Мой друг работает на кухне. Его можно часто увидеть толкающим перед собой тележку с грязной посудой, или за большой машиной-конвейером,на которой проплывают за день сотни тарелок, вилок и ножей. Благодаря своему маленькому росту он неутомим и часами может бегать по разным делам. "Он джазист" - говорит мой друг обо мне, когда я от нечего делать прихожу на кухню и застаю его в каком-нибудь котле. Встречи с ним приводят меня в дикое веселье. Мой друг- это ходячая энциклопедия джаза, и он часами напролет может говорить о звуке Джонни Ходжеса и свинге Тедди Батлера.
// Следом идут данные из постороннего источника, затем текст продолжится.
PR #6631, opened 2025-06-17
Add io.github.cosmic_utils.minimon-applet

CarsonBurke:

An applet designed for Cosmic Desktop (but functional as an application on other DEs like Gnome and KDE Plasma) to showcase system resource utilization such as CPU, memory, VRAM and network usage.

image
*The Flatpak applet running in KDE Plasma as an app. On Cosmic, it sits in the panel by default*

### DIFF
--- a/io.github.cosmicUtils.cosmicAppletMinimon.json
+++ b/io.github.cosmicUtils.cosmicAppletMinimon.json
@@ -36,7 +36,7 @@
         {
            "type": "git",
            "url": "https://github.com/cosmic-utils/minimon-applet.git",
-           "commit": "0c30d29429cf0f0c49644893f0ffc7588c6c3dd8"
+           "commit": "e32508413410e79876a038fe58065820fa3ef4b2"
          },
         "cargo-sources.json"
       ]
--- a/io.github.cosmicUtils.cosmicAppletMinimon.json
+++ b/io.github.cosmicUtils.cosmicAppletMinimon.json
@@ -9,6 +9,7 @@
   "command": "cosmic-applet-minimon",
   "finish-args": [
     "--socket=wayland",
+    "--socket=fallback-x11",
     "--filesystem=xdg-config/cosmic:ro",
     "--talk-name=com.system76.CosmicSettingsDaemon",
     "--filesystem=/sys/class/hwmon:ro",
--- a/io.github.cosmicUtils.cosmicAppletMinimon.json
+++ b/io.github.cosmicUtils.cosmicAppletMinimon.json
@@ -1,0 +1,66 @@
+{
+  "id": "io.github.cosmicUtils.cosmicAppletMinimon",
+  "runtime": "org.freedesktop.Platform",
+  "runtime-version": "24.08",
+  "sdk": "org.freedesktop.Sdk",
+  "sdk-extensions": ["org.freedesktop.Sdk.Extension.rust-stable"],
+  "command": "cosmic-applet-minimon",
+  "finish-args": [
+    "--socket=wayland",
+    "--filesystem=xdg-config/cosmic:ro",
+    "--talk-name=com.system76.CosmicSettingsDaemon",
+    "--filesystem=/sys/class/hwmon:ro",
+    "--filesystem=/sys/class/drm:ro",
+    "--filesystem=/sys/devices:ro",
+    "--device=all"
+  ],
+  "build-options": {
+    "append-path": "/usr/lib/sdk/rust-stable/bin",
+    "build-args": ["--share=network"],
+    "env": {
+      "CARGO_HOME": "/run/build/cosmic-applet-minimon/cargo"
+    }
+  },
+  "modules": [
+    {
+      "name": "just",
+      "buildsystem": "simple",
+      "build-commands": ["install -Dm0755 just /app/bin/just"],
+      "sources": [
+        {
+          "type": "archive",
+          "strip-components": 0,
+          "dest-filename": "just.tar.gz",
+          "url": "https://github.com/casey/just/releases/download/1.25.2/just-1.25.2-x86_64-unknown-linux-musl.tar.gz",
+          "sha256": "ad56bf1a804243b51ef2c2eec4b3a8177f970ccc414cbbee219c2e5c06f7bcc9",
+          "only_arches": ["x86_64"]
+        },
+        {
+          "type": "archive",
+          "strip-components": 0,
+          "dest-filename": "just.tar.gz",
+          "url": "https://github.com/casey/just/releases/download/1.25.2/just-1.25.2-aarch64-unknown-linux-musl.tar.gz",
+          "sha256": "049d624255d150f18b0f3a1257a163366b0dc22e16526214773903125145e515",
+          "only_arches": ["aarch64"]
+        }
+      ]
+    },
+    {
+      "name": "cosmic-applet-minimon",
+      "buildsystem": "simple",
+      "build-commands": [
+        "just vendor",
+        "just build-vendored",
+        "just flatpak-install"
+      ],
+      "sources": [
+        {
+           "type": "git",
+           "url": "https://github.com/cosmic-utils/minimon-applet.git",
+           "commit": "0c30d29429cf0f0c49644893f0ffc7588c6c3dd8"
+         },
+        "cargo-sources.json"
+      ]
+    }
+  ]
+}
--- a/io.github.cosmicUtils.cosmicAppletMinimon.json
+++ b/io.github.cosmicUtils.cosmicAppletMinimon.json
@@ -22,35 +22,15 @@
   },
   "modules": [
     {
-      "name": "just",
-      "buildsystem": "simple",
-      "build-commands": ["install -Dm0755 just /app/bin/just"],
-      "sources": [
-        {
-          "type": "archive",
-          "strip-components": 0,
-          "dest-filename": "just.tar.gz",
-          "url": "https://github.com/casey/just/releases/download/1.25.2/just-1.25.2-x86_64-unknown-linux-musl.tar.gz",
-          "sha256": "ad56bf1a804243b51ef2c2eec4b3a8177f970ccc414cbbee219c2e5c06f7bcc9",
-          "only_arches": ["x86_64"]
-        },
-        {
-          "type": "archive",
-          "strip-components": 0,
-          "dest-filename": "just.tar.gz",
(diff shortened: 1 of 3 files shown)


io.github.cosmicUtils.cosmicAppletMinimon.json
```diff
@@ -0,0 +1,45 @@
+{
+  "id": "io.github.cosmicUtils.cosmicAppletMinimon",
+  "runtime": "org.freedesktop.Platform",
+  "runtime-version": "24.08",
+  "sdk": "org.freedesktop.Sdk",
```
bbhtt: use the cosmic baseapp.

io.github.cosmicUtils.cosmicAppletMinimon.json
```diff
@@ -0,0 +1,45 @@
...
+  "sdk-extensions": ["org.freedesktop.Sdk.Extension.rust-stable"],
+  "command": "cosmic-applet-minimon",
+  "finish-args": [
+    "--socket=wayland",
```
bbhtt: add fallback-x11

io.github.cosmicUtils.cosmicAppletMinimon.json
```diff
@@ -0,0 +1,45 @@
...
+    "--filesystem=xdg-config/cosmic:ro",
+    "--talk-name=com.system76.CosmicSettingsDaemon",
+    "--filesystem=/sys/class/hwmon:ro",
+    "--filesystem=/sys/class/drm:ro",
+    "--filesystem=/sys/devices:ro",
+    "--device=all"
```
bbhtt: why does it need device=all?

bbhtt:
is this an applet or an actual app with a tray applet?

applets are blocked by the inclusion policy https://docs.flathub.org/docs/for-app-authors/requirements#inclusion-policy

CarsonBurke:
>is this an applet or an actual app with a tray applet?

This is an applet that does work as an app, but is largely intended to be used as a tray applet. System76 developers reached out to me asking for this to be served as an applet, and they seem confident that this falls within the requirements - if that's worth anything.

io.github.cosmicUtils.cosmicAppletMinimon.json
CarsonBurke: Should be resolved now

io.github.cosmicUtils.cosmicAppletMinimon.json
CarsonBurke: Should be resolved now

io.github.cosmicUtils.cosmicAppletMinimon.json
```diff
@@ -0,0 +1,48 @@
+{
+  "id": "io.github.cosmicUtils.cosmicAppletMinimon",
```
bbhtt: the id does not follow the requirements

bbhtt:
> This is an applet that does work as an app

what do you mean by "works as an app"? This is why the PR checklist says to add a screenrecord, you added a screenshot.

CarsonBurke:
Ah apologies, I read that as "screenshot or screenrecord". I'll provide one in a sec.

CarsonBurke:
The applet being added to the panel on Cosmic Desktop
https://github.com/user-attachments/assets/1bdbe976-ea01-4331-b0ac-c930ec440326

The applet being launched and used like a window on KDE Plasma

https://github.com/user-attachments/assets/3b49626a-a39f-440d-b6a3-5aad5867ee98

Seems like it's not uploading those videos properly. I'll upload them elsewhere and link them.

bbhtt:
Ok, can you fix the last two comments? so that it builds and I can check it.

io.github.cosmicUtils.cosmicAppletMinimon.json
bbhtt: It should be `io.github.cosmic_utils.minimon-applet`, you have to update it in other places it is used.

io.github.cosmicUtils.cosmicAppletMinimon.json
CarsonBurke: I believe `device=all` is for reading some hardware information, probably for GPU usage. I think we tested and it didn't work without it. I can do another test to confirm if it is a blocker?

io.github.cosmicUtils.cosmicAppletMinimon.json
CarsonBurke: Got it, thanks. I'll do that.

CarsonBurke: Will be fixed/ready when [this](https://github.com/cosmic-utils/minimon-applet/pull/59) is merged. I'll let you know.

io.github.cosmicUtils.cosmicAppletMinimon.json
CarsonBurke: I'm not noticing any issues so I've removed it.

jackpot51:
@bbhtt is there background on the no extensions or tray applets rule? I have been unable to find a discussion and I want to know more.

bbhtt:
The reasoning is that we want user facing desktop apps in most cases, those aren't that and eg. a gnome shell extension zip in flatpak cannot be used

Tray applets etc. in most cases need to autostart/run as daemon etc. which also flatpak is not well suited for.

jackpot51:
I think we, the COSMIC team, will talk internally about how we want applets to be made available. They are not designed for other desktops, so it does not seem they would abide by the policy.

CarsonBurke:
Regardless of the Cosmic team's decision, I believe this applet can be published on Flathub as it's usable and useful on other desktop environments - it is decisively more than just a tray applet. I personally use it on KDE Plasma.

It functions like a normal app and does not need to autostart/run as a daemon.

bbhtt:
bot, build

io.github.cosmic_utils.minimon-applet.json
```diff
@@ -0,0 +1,47 @@
...
+  "id": "io.github.cosmic_utils.minimon-applet",
+  "runtime": "org.freedesktop.Platform",
+  "runtime-version": "24.08",
+  "sdk": "org.freedesktop.Sdk",
+  "sdk-extensions": ["org.freedesktop.Sdk.Extension.rust-stable"],
+  "base": "com.system76.Cosmic.BaseApp",
+  "base-version": "stable",
+  "command": "cosmic-applet-minimon",
+  "finish-args": [
+    "--socket=wayland",
```
bbhtt, line 11: Add --share=ipc

bbhtt:
the id for the exception needs to be updated.

CarsonBurke:
Ah oops, [pr](https://github.com/flathub-infra/flatpak-builder-lint/pull/667)

gmanskibiditoilet:
keep going, we have a pop os laptop and we want this applet as well!

bbhtt:
bot, build

bbhtt:
Why does the desktop file have nodisplay set? How are users expected to start it? (Going to the terminal is not an option for the non technical users)

git-f0x:
COSMIC applets are usually started by `cosmic-panel` (which can run on most DEs/WMs), and it's configured by config files or COSMIC Settings.
Since they generally aren't meant to be used without the panel, they have NoDisplay set to true.

bbhtt:
In this case it is supposed to be started independently on different environments according to the video showing KDE above.

git-f0x:
Yep, all applets can be launched independently (they're all just regular apps built in a certain way), it's just usually not an optimal experience (no window decorations, so they behave more like desktop widgets). Removing NoDisplay would make it suboptimal on COSMIC (or if cosmic-panel is used), but maybe a second desktop entry could work (that doesn't have NoDisplay, but has `NotShowIn=COSMIC`)?
In case it isn't appropriate for Flathub, a [COSMIC Flatpak](https://github.com/pop-os/cosmic-flatpak) repo has been set up.

bbhtt:
You can use NotShowIn in this one, why is a second desktop file needed?

The main desktop file matching the app id exactly needs to be visible.

bbhtt:
Feels like this entire architectured to be an applet and would get blocked by the rules. Maybe it works as an app... If you don't want to change that's ok. I am trying to get a build working to say the final verdict.

git-f0x:
>You can use NotShowIn in this one, why is a second desktop file needed?

Ah, right. I think COSMIC Settings doesn't care about NotShowIn, since it probably just searches for the applet key in the desktop file.

CarsonBurke:
I appreciate you giving this credence, I do want it to work as an app as well. Sorry for the NoDisplay thing - I'm not very familiar with specifications for .desktop files. I've made a [pr](https://github.com/cosmic-utils/minimon-applet/pull/62) to change it to `NotShowIn=COSMIC`

CarsonBurke:
Pr merged

bbhtt:
bot, build

bbhtt:
You can start the build when it is fixed.

gmanskibiditoilet:
almost there!

CarsonBurke:
Oops, didn't update the json after the pr merge mb.

CarsonBurke:
bot, build

CarsonBurke:
Turns out `devices=all` is needed for nvml (nvidia gpu reader library). Is that ok to add back in; does it need an exception?

bbhtt:
No you don't.

I tested it, but I don't think it works as an app. There seems to be no way to drag the panel thing or close it, which makes sense for an applet but not an app.

I'm also wondering what would be the use case for this as an app. I don't think people would want a floating mini window on the desktop work area overlapping other apps or going under them. Usually they go to the shell panel or taskbar etc.

CarsonBurke:
That's fair. I personally use it because I have many monitors and like the interface. But your argument makes sense. If you don't think it fits I don't have a strong counter-argument to give.

CarsonBurke:
The strongest thing I can provide is that with a few code additions, it can function similar to [discord overlay](https://flathub.org/apps/io.github.trigg.discover_overlay) as a non-interactible float-above overlay. I think it becomes quite usable on other DEs in that case, but 1. we don't have that functionality yet and 2. it's hard to say why you'd prefer that over something in the panel/dock.

git-f0x:
It would probably be best to have things like this in the COSMIC flatpak repo, since it isn't strictly an app (and works differently than other things on Flathub), and you can just add the repo and use the applet wherever you want.

mmstick:
Repository here: https://github.com/pop-os/cosmic-flatpak

CarsonBurke:
Will close this then, looks like cosmic has situated itself with their alternate Flatpak hosting solution. Thanks for your time bbhtt :)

Для меня так и останется загадкой возможность приобретения часов стоимостью в три доллара. Мой друг нисколько не гнушается этим, и не то, чтобы я такой ценитель дорогих и стильных вещей, как часы; просто сама фраза "а что, они нормально ходят" порождает какую-то комическую фантасмогорию, в которой человек экономит и жертвует в таких малых вещах, и я бы не удивился, если бы он заимел вместо этих часов другие, например, песочные или солнечные.
Мы сидим у меня на кухне. На столе запотевшая от холода бутылка дешевого вина, только что вызволенная из холодильника, под рукой пачка сигарет, поскрипывает старая пластинка, и мы разговариваем, поражаясь мистицизму и внимая загадочной трубе уже давно мертвого Майлза Дэвиса. В этом увековеченном отрезке времени Майлз Дэвис извлекал из своей трубы не звуки, а скорее краски (в том хрупком мире, откуда они приходили, не было звуков), кистью кидал их на холст, и они светились во мраке черной бездны холодным фосфорным солнцем; там в угольной тьме плавал и вращался незнающий законов гравитации красный шар, из него во все стороны протягивались золотые нити, вокруг вскипали волны света, накатывали, принося с собой лопающиеся пузыри и останки разбитых кораблей.
Потягивая столовое вино, мы слушали рожденную в молчании "Kind of blue", бессмертную классику кул-джаза, когда-то в апреле, сорок лет назад, сотворенную с помощью иглы шприца и перламутровых клапанов блестящей трубы.